The Zen fabric isn’t that special compared to Xe fabric, just doing different job. Do you know how Intel could scale Xe performance really well. Just have every die direct connection to every other die, with fabric that has 500GB/s bandwidth to each direction, or more. Then each tile can have full bandwidth of every other tile’s memory controller at its disposal assuming single HBM2 module per tile, and it wouldn’t matter as much which tile has the data. The GPU:s are BANDWIDTH machines, that stream lots of data from memory instead of relying on caches, GPU:s normally live and die by having enough bandwidth from memory to its execution units. There are two potential solutions to tiling GPU:s either brute force by delivering enough bandwidth, or being really clever in software to manage each as separate numa-node. If Intel chose brute-force method for their first gen chiplet GPU:s, the fabric would consume lots of power but would make software:s job a lot easier. In that case they could just make it work, and continue working on software to keep things more local to each tile. Now if we compare that to CPU, firstly most of the time CPU gets it’s data from cache’s so memory doesn’t get used nearly as much, so percentage of peak bandwidth usage on average situation is low and if it gets too high the cores can be clocked down to compensate power consumption of fabric. Now 32bytes/cycle @3.2GGhz is 102GB/s and if we multiply that by 8 it is 820GB/s peak that gets only used by a fraction of its peak consumes high fraction of CPU power.
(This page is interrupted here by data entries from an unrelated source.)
Issue #369, opened 2025-10-08
Sporadic errors while decoding M17 speech frames on various devices


sp5wwp:
It seems like sometimes the M17 decoder outputs wrong data. That causes Codec2's decoder to receive two invalid frames (as there are two per a single M17 frame) and output 80ms of noise (so-called *blerp* or *bird tweeting*). A similar issue has been reported already with the Module17: #254 The underlying cause has not yet been definitely identified.

A suggested workaround: keep track of the frame number (FN) and only decode the speech frame contents if the received FN is in immediate succession to the last received one (i.e. FN increment of 1). In case of sequence error, replace the missing frame data with zeros. It offers the most comfortable alternative, as compared with replacing it with the last known Codec2 data (repeating) or fiddling with the energies to mimic exponential decay (sounds irritating and unnatural).

Caveat: this might cause problems when a single frame goes "missing", then the rest of the stream will be muted. A simple fix would employ using a timer synchronized with syncwords, incrementing the expected FN

lwvmobile:
> (so-called _blerp_ or _bird tweeting_). A similar issue has been reported already with the Module17: [#254](https://github.com/OpenRTX/OpenRTX/issues/254) The underlying cause has not yet been definitely identified.

This is just my own personal theory, for what it worth, but anytime there is a bit error, or any number of bit errors, the bird chirping or squeaky sound occurs. It could be from a complete garbage frame being decoded as valid, or from enough errors in a valid frame. Since the RF application is using Viterbi, perhaps using the error or cost metric should be a determining factor into whether or not to decode the audio frame, or to substitute silence or drop the audio for that short segment if the metric exceeds a certain threshold where the validity of the data or voice frames cannot be guaranteed.

silseva:
The source of the issue is exactly the presence of bit errors not recovered by Viterbi. From past experiments done by Wojciech, we know that we can set a threshold on the cost metric and discard bad frames quite reliably. If someone can help implementing this, it would be nice

<img width="570" height="327" alt="Image" src="https://github.com/user-attachments/assets/4c7483eb-ed54-4d2d-90a6-03ae4376f56a" />

turnrye:
@silseva , please assign this issue to me. I'll give this a try!

Edit: https://github.com/OpenRTX/OpenRTX/compare/master...turnrye:OpenRTX:tryfix/discard-high-error-audio is where I have put a very basic implementation of this up. Will enlist some testers and see what we find.

[...]

Issue #346, opened 2025-09-10
[Epic] Code is formatted uniformly


turnrye:
The project is adopting code formatting conventions that are the same as the linux kernel. The clang-format tool has been integrated for some time in the project, but the project is not uniformly formatted today. Let's address that. Our vision is a project that has an updated, uniform code format across the project with tools that make it easy for developers to follow.

## Step 1. Formally adopt the new format

https://github.com/OpenRTX/OpenRTX/pull/166

## Step 2. Incrementally "ratchet up" coverage

As contributors add new features and fix bugs, code reviewers should encourage them to add their files changed to scripts/clang_format.sh's FILE_LIST. That way, the formatter formats their file, and it is covered by the CI to avoid regressions / enforce the formatting.

In parallel, there may be dedicated efforts to "ratchet up" coverage in specific portions of the codebase during opportune times; e.g. ratcheting up infrequently changed code at the same time, when it would be unlikely to cause conflicts for contributors

## Step 3. The final push

Eventually, the difference between the old FILE_LIST and the new FILE_LIST will be small, and a dedicated effort to tackling ratcheting up the last files can take place. Once this is done, the clang-format script can be updated to remove the manual FILE_LIST, and at that point the entire project will be considered formatted.

silseva:
Tracked in https://tasks.openrtx.org/project/openrtx/us/731

silseva:
Progress tracking continues on Taiga

PR #383, opened 2025-10-24
Tryfix/discard high error audio

turnrye:
Dont forward on voice frames that have viterbi errors so high. This way, noise artifacts as a result of high error rates (but still established lock) happen much less often. A value of 15 is set based on trial and error and user feedback.

Also, prior to this, format the sources for the changing files (ref https://github.com/OpenRTX/OpenRTX/issues/346). This way I can't introduce formatting issues as part of my change, and neither can future contributors to these files :)

Closes https://github.com/OpenRTX/OpenRTX/issues/369

### DIFF
--- a/openrtx/src/protocols/M17/M17FrameDecoder.cpp
+++ b/openrtx/src/protocols/M17/M17FrameDecoder.cpp
@@ -153,8 +153,13 @@ void M17FrameDecoder::decodeStream(const std::array<uint8_t, 46> &data)
     begin += lich.size();
     std::copy(begin, data.end(), punctured.begin());
 
-    viterbi.decodePunctured(punctured, tmp, DATA_PUNCTURE);
-    memcpy(&streamFrame.data, tmp.data(), tmp.size());
+    uint16_t bitErrorCount =
+        viterbi.decodePunctured(punctured, tmp, DATA_PUNCTURE);
+
+    // If Viterbi bit error is too high, skip copying the frame altogether; this avoids passing bad audio
+    if (bitErrorCount < MAX_VITERBI_ERRORS) {
+        memcpy(&streamFrame.data, tmp.data(), tmp.size());
+    }
 }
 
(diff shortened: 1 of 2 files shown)


silseva:
I prefer to have brace wrapping after class, we have to change the corresponding parameter in the .clang-format file to `AfterClass: true`

openrtx/src/protocols/M17/M17FrameDecoder.cpp
```diff
@@ -72,93 +75,95 @@ M17FrameType M17FrameDecoder::decodeFrame(const frame_t& frame)
...
-M17FrameType M17FrameDecoder::getFrameType(const std::array< uint8_t, 2 >& syncWord)
+M17FrameType
+M17FrameDecoder::getFrameType(const std::array<uint8_t, 2> &syncWord)
 {
     // Preamble
-    M17FrameType type   = M17FrameType::PREAMBLE;
-    uint8_t minDistance = hammingDistance(syncWord[0], 0x77)
-                        + hammingDistance(syncWord[1], 0x77);
+    M17FrameType type = M17FrameType::PREAMBLE;
+    uint8_t minDistance =
```
silseva, line 83: I would _really_ like to know why that damn thing of clang-format is doing these disgraces. It is also interesting that it changed this line, but the others remained untouched.
If you have the patience to try understanding how to make the tool formatting the lines like it was before, it'd be super. Otherwise, we can do a clang-format pass, fix these flaws by hand and do not add the C++ files to the list of automatic checks.

turnrye: How about for now for this PR, I drop this commit and _not_ include formatting of these files? That way we can talk about continuing to tweak the formatter's behavior in the formatting task.

silseva: As you prefer. Apart from that borked line, the reformat is good: I'd keep it but not add the file to the clang-format check script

Intel is probably brute forcing so hard problems of the overall system are easier, get it working and then work on reducing amount of brute forcing needed while making bandwidth consume less power at same time. They are trying to solve a problem that Nvidia said is probably too hard to solve by not solving the problem and going for adjacent market first with their solution.
As for power consumption. Foveros is 0.15pj/bit.
Infinity fabric is 2pj/bit. Infinity fabric 2 said to reduce by 27% power consumption so it is about 1.5pj/bit .
Now what I don’t know is what they included in each figure, so we cannot be certain that Intel is order of magnitude better than AMD/TSMC on this, but we can conclude that it isn’t inefficient.
Foveros allows Intel to 833GB/W. And AMD’s number is 86GB/W .
This also points towards Intel brute forcing the bandwith situation to make first gen scalable GPU, that fabric probably makes multiple chiplets look more like single GPU from software point of view.